По вечерам, у нас в Коктебеле, с улицы порой слышно: цокают подкованными копытами по неровной, с выбоинами, кое-где наспех блямбами асфальта залатанными, с весьма крутыми подъемами и веселыми длинными спусками, странно безлюдной в этом году, можно сказать – пустой, обрамленной акациями, тополями и вездесущей алычой, полудремлющей в полупризрачной тишине, под распухшей, как от пчелиного укуса, вытаращившей круглое око луной, под разросшимися в изобилии августовскими звездами, слишком знакомой и одновременно, по причине такого вот, совершенно нежданного новшества, карнавального шика, театрального, полуабсурдного сдвига, заоконной, столь близкой, но уже запредельной дороге, цокают, ну словно кузнечики-коники, поют-тирликают копытами, словно сверчки-цвиркуны, цок да цок, замечательные, ухоженные лошадки.
Смирные лошадки, симпатичные.
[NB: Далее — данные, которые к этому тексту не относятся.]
PR #2859, opened 2017-01-27
v2.x: pmix/pmix112: Correct `--enable-pmix-dstore` option

kawashima-fj:
@jjhursey This is the intended option, right?

The Open MPI `configure` option to enable PMIx shared meory dstore
is now `--enable-pmix-dstore`, not `--enable-pmix3-dstore`.
Without this fix, The `--disable-dstore` is always passed to PMIx
`configure` regardless of the Open MPI `configure` option.

And, `==` is bash extention.

This bug exists only in v2.x branch. No master and v2.0.x.

### DIFF
--- a/opal/mca/pmix/pmix112/configure.m4
+++ b/opal/mca/pmix/pmix112/configure.m4
@@ -43,7 +43,7 @@ AC_DEFUN([MCA_opal_pmix_pmix112_CONFIG],[
                   [AC_HELP_STRING([--enable-pmix-dstore],
                                   [Enable PMIx shared memory data store (default: disabled)])])
     AC_MSG_CHECKING([if PMIx shared memory data store is enabled])
-    if test "$enable_pmix3_dstore" == "yes"; then
+    if test "$enable_pmix_dstore" = "yes"; then
         AC_MSG_RESULT([yes])
         opal_pmix_pmix_sm_flag=--enable-dstore
     else


hppritcha:
bot:lanl:retest

opal/mca/pmix/pmix112/configure.m4
```diff
@@ -43,7 +43,7 @@ AC_DEFUN([MCA_opal_pmix_pmix112_CONFIG],[
                   [AC_HELP_STRING([--enable-pmix-dstore],
                                   [Enable PMIx shared memory data store (default: disabled)])])
     AC_MSG_CHECKING([if PMIx shared memory data store is enabled])
-    if test "$enable_pmix3_dstore" == "yes"; then
+    if test "$enable_pmix_dstore" = "yes"; then
```
jjhursey: Let's change this selection statement to match `master` to make it easier to compare the branches:
```m4
    if test "$enable_pmix_dstore" != "no"; then
```

kawashima-fj:
@jjhursey Updated. Please review again.

I confirmed options passed to PMIx with this change.
- Open MPI with `--enable-pmix-dstore` → PMIx `--enable-dstore`
- Open MPI with `--disable-pmix-dstore` → PMIx `--disable-dstore`
- Open MPI without `--{enable,disable}-pmix-dstore` → PMIx `--enable-dstore`

kawashima-fj:
Failure of LANL-disable-dlopen is caused by enabling dstore because `--disable-dstore` was default for the embedded PMIx before this PR and this PR changes it. LANL-disable-dlopen runs an MPI program as a singleton. So singleton + dstore seems to have a problem.

I can reproduce the problem on my local environment. An MPI program spawned by mpiexec runs successfully but singleton fails. The singleton ESS in MPI program forks orted with the `--hnp` option and receives an orted URI via `read`. The URL does not have an expected format (probably an empty string). We need to check `orted --hnp` with dstore.

In source code, the `fork_hnp` function in `orte/mca/ess/singleton/ess_singleton_module.c` returns `ORTE_ERR_BAD_PARAM`.

https://github.com/open-mpi/ompi/blob/v2.x/orte/mca/ess/singleton/ess_singleton_module.c#L615

rhc54:
Ok, will take a look - thx!

jjhursey:
We can address the LANL-disable-dlopen runtime issue in a separate PR since this PR is only uncovering an existing issue.
@jsquyres @hppritcha I think this PR is ready to go.

kawashima-fj:
@jjhursey @rhc54 @jsquyres @hppritcha Pulling this PR without fixing the singleton + dstore problem will cause LANL-disable-dlopen failure on all PRs for v2.x branch. Let's split the changes if we cannot resolve the problem soon.

1. Fix `--enable-pmix3-dstore` option
2. Fix singleton + dstore
3. Change the default

I reverted the default in the commit a few minutes ago to address only 1. Without 1, we cannot enable dstore of embedded PIMx through the Open MPI configure option.

I confirmed that the problem exists only in v2.x  branch.

jjhursey:
@kawashima-fj This looks good, and preserves the default disabled behavior for this feature. I agree with your plan noted in [this comment](https://github.com/open-mpi/ompi/pull/2859#issuecomment-276831906).

Now that PR #2909 is in, I think all that is left is a PR making dstore default enabled. Is that correct?

kawashima-fj:
@jjhursey Yes. Correct. I made a PR #2932 to enable it by default to complete our work. Thanks.

PR #2837, opened 2017-01-25
orterun: Add parameter to control when we give up on stack traces

jjhursey:
* MCA option to control how long we wait for stack traces:
   - `orte_timeout_for_stack_trace INTEGER`
     Default: 30
     Setting to <= 0 will cause it to wait forever
 * Useful when gathering stack traces from large jobs which might take
   a long time.

This is a custom patch for `v2.x` since this functionality takes a different form here than in `master`. I need to backport this to `master`.

This improves https://github.com/open-mpi/ompi-release/pull/1317

PR #2861, opened 2017-01-27
orterun: Add parameter to control when we give up on stack traces

jjhursey:
* MCA option to control how long we wait for stack traces:
   - `orte_timeout_for_stack_trace INTEGER`
     Default: 30
     Setting to <= 0 will cause it to wait forever
 * Useful when gathering stack traces from large jobs which might take
   a long time.
 * Back port of PR #2837 which required a custom patch


jjhursey:
@rhc54 PR #2837 and PR #2861 are the same feature. I just had to port them differently due to the code reorg on `master`

PR #3836, opened 2017-07-07
Bring the ofi/rml component online

rhc54:
Still only used if rml_ofi_desired=1


rhc54:
@anandhis

anandhis:
Does this fix the orte_no_op over ofi ?

rhc54:
Yes - I've been launching MPI jobs with it just fine. One of the builds in Jenkins is failing, though, so I'm trying to track that down

rhc54:
hmmm...I can't make it fail. I wonder if this is something peculiar to suse?

@bwbarrett Is there any way to get more debug info out of that build? I've tried building with the same config, forcing various components off, etc. - to no avail. However, I don't have a suse build.

opal/mca/pmix/pmix2x/pmix/src/mca/gds/ds12/gds_dstore.c
```diff
@@ -2895,16 +2910,51 @@ static pmix_status_t dstore_store_modex(struct pmix_nspace_t *nspace,
...
         if (PMIX_SUCCESS != rc) {
+>>>>>>> Update PMIx and continue work on RML/OFI component:opal/mca/pmix/pmix2x/pmix/src/mca/gds/ds12/gds_dstore.c
             PMIX_ERROR_LOG(rc);
             bo->bytes = pbkt.base_ptr;
             bo->size = pbkt.bytes_used; // restore the incoming data
             pbkt.base_ptr = NULL;
             PMIX_DESTRUCT(&pbkt);
             return rc;
         }
+<<<<<<< c632784ca34c467055eadcb4efe84a25e5a3911b:opal/mca/pmix/pmix2x/pmix/src/dstore/pmix_esh.c
```
artpol84: @rhc54

opal/mca/pmix/pmix2x/pmix/src/mca/gds/ds12/gds_dstore.c
```diff
@@ -2804,6 +2808,16 @@ static pmix_status_t dstore_assign_module(pmix_info_t *info, size_t ninfo,
         }
     }
 
+<<<<<<< c632784ca34c467055eadcb4efe84a25e5a3911b:opal/mca/pmix/pmix2x/pmix/src/dstore/pmix_esh.c
```
artpol84: @rhc54 - looks like unresolved merge

rhc54: nah, looks like i just missed removing the last line of the conflict flag - i can clean that up

artpol84: I saw multiple of them and there was clearly an unresolved merges.

rhc54: not sure that last part is true, but no matter - it runs just fine and passed an MTT scan, so I think things resolved correctly. Anyway, I'm updating from tarball now.

artpol84: https://github.com/rhc54/ompi/blob/f7e8780a42eb512ed5c54715471168814ef63383/opal/mca/pmix/pmix2x/pmix/src/mca/gds/ds12/gds_dstore.c#L2811:L2829
I'm 100% that this will not compile!

rhc54: relax dude - do you not see the .pmix_ignore in that component? It is prevented from compiling due to the reported problems in the dstore. I am removing the ignore now as it seems functional, albeit the memory footprint problem remains

artpol84: What memory footprint problem? Is there any issue on that?
I think that  @karasevb have fixed (at least) one of the possible causes he discovered when keys was sent in the message from the server to the client even if the dstore was used.

rhc54: Look at the issue he filed this morning in PMIx

artpol84: Ok, thanks. I thought it's something else.

PR #3837, opened 2017-07-10
master: mtl-portals4: add timeout to rendezvous get fragments

tkordenbrock:
This PR adds a timeout to each fragment of a rendezvous get.  If any fragment times out or fails, the entire receive fails.

Signed-off-by: Todd Kordenbrock <thkgcode@gmail.com>

### DIFF
--- a/ompi/mca/mtl/portals4/mtl_portals4.h
+++ b/ompi/mca/mtl/portals4/mtl_portals4.h
@@ -73,6 +73,7 @@ struct mca_mtl_portals4_module_t {
 
     /* free list of rendezvous get fragments */
     opal_free_list_t fl_rndv_get_frag;
+    int get_retransmit_timeout;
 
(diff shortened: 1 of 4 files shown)


hppritcha:
@regrant is this an enhancement?   Adding a new MCA parameter to releases that are now in bug fix only mode (2.0.x and 2.x) makes accepting this PR into those release problematic.

regrant:
@hppritcha I agree this should go into 3.X not the 2.X series. It's an enhancement to a previous bug fix to make it more efficient and therefore an enhancement.

bwbarrett:
This looks like a PR for master.  You should probably remove the target:3.0 tag and file a new PR for the merge to 3.0 once this is in master (anyone can approve the pull into master, so that's all you...).

regrant:
@bwbarrett thanks I missed the master tag, will do.

PR #3844, opened 2017-07-11
pml/ob1: do not access fragment after calling btl rget

### LINKED ISSUE #3821: vader fails IMB-EXT Unidir_Get test
Hi, I am testing OMPI with Intel IMB test “**IMB-EXT Unidir_Get**” as following. With “**vader**”, it gave error. Without “vader” or adding openib as “-mca btl **openib,vader,tcp,self**”, the test passed well.   Does “vader” need special configure option to build? Does it need other options to make it work? 

Thanks,

Dahai

```shell
mpirun -n 2 \
 -mca btl **vader**,tcp,self \
 imb_src/IMB-EXT Unidir_Get
```

```shell       
#bytes #repetitions      t[usec]   Mbytes/sec
            0         1000         0.04         0.00
            4         1000         0.72         5.31
            8         1000         0.89         8.54
           16         1000         0.88        17.39
           32         1000         1.10        27.76
           64         1000         1.15        53.29
          128         1000         0.91       134.17
          256         1000         0.94       260.82
 Read -1, expected 18446744073709547536, errno = 22
 Read -1, expected 18446744073709547536, errno = 22
 Read -1, expected 18446744073709550864, errno = 22
          512         1000         0.95       516.29
         1024         1000         0.56      1731.87
         2048         1000         0.68      2892.14
```

hjelmn:
This commit fixes a bug that occurs when the btl callback happens before
the rget returns. In this case the fragment has been returned and is no
longer valid. This commit saves the size before calling rget. This is
valid since the BTL is not allowed to change the read size.

Fixes #3821

### DIFF
--- a/ompi/mca/pml/ob1/pml_ob1_recvreq.c
+++ b/ompi/mca/pml/ob1/pml_ob1_recvreq.c
@@ -13,7 +13,7 @@
  * Copyright (c) 2008      UT-Battelle, LLC. All rights reserved.
  * Copyright (c) 2011      Sandia National Laboratories. All rights reserved.
  * Copyright (c) 2012-2015 NVIDIA Corporation.  All rights reserved.
- * Copyright (c) 2011-2016 Los Alamos National Security, LLC. All rights
+ * Copyright (c) 2011-2017 Los Alamos National Security, LLC. All rights
  *                         reserved.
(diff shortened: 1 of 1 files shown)


hjelmn:
Fixes the silent data corruption.

Issue #3845, opened 2017-07-11
Issue when using btl/vader under heavy contention/


hjelmn:
Thank you for taking the time to submit an issue!

## Background information

There is a longstanding bug in the ob1 pml that has bitten us yet again. Under heavy contention it is possible to get into a state where ob1 will not progress its send pending list even though there are network resources available. This happens when the BTL makes no callbacks (because there are none to be made) when there are fragments on the ob1 pending list. The quick fix is to update vader to avoid the issue but the real fix will be to update ob1 to periodically progress the send pending list 

### What version of Open MPI are you using? (e.g., v1.10.3, v2.1.0, git branch name and hash, etc.)

All versions.

hjelmn:
Working on the vader workaround now.

jjhursey:
@hjelmn We are just trying to better understand the fix. in PR #3845 the discussion is about fixing a progression issue. How did that lead to a data corruption?
Or is the data corruption handled by #3844 and a hang fixed by PR #3845?

hjelmn:
The data corruption is #3844 and the hang is #3845. Eventually I will make ob1 better with regard to  the pending list but modifying vader works for now.

bwbarrett:
@hjelmn, where are we on this?

hjelmn:
Complete. All branches merged.

PR #3846, opened 2017-07-11
btl/vader: work around ob1 pending fragment bug

hjelmn:
This commit ensures that the pml callback is always made when
sending fragments. This is needed to avoid #3845. Once that is
fixed the #if 0'd code can be restored.


jjhursey:
How does PR #3844 relate to this one?

I'll setup a build and give it a try.

hjelmn:
@jjhursey Both commits are required to fix #3844.

jjhursey:
Tested with both PR #3844 and PR #3846 on `master`. The test passed on our system:
`mpirun -np 8 -mca pml ob1 -mca btl vader,self ./IMB-EXT Unidir_get`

Дети их обожают. Запряженные в легонькие повозки, с узенькими скамеечками для сидения, по обеим сторонам, и с передним, особенным, слегка выдвинутым вперед, отграниченным от обеих скамеечек, местом для возницы.
На одной из повозок есть даже очень уж знакомая надпись: «Эх, прокачу!» Ну точно – из Ильфа с Петровым.
Не хватило собственной фантазии у хозяина, взял готовое. Чего там выдумывать что-нибудь новое? И так поймут. А кто поголовастее – те и сообразят, откуда надпись.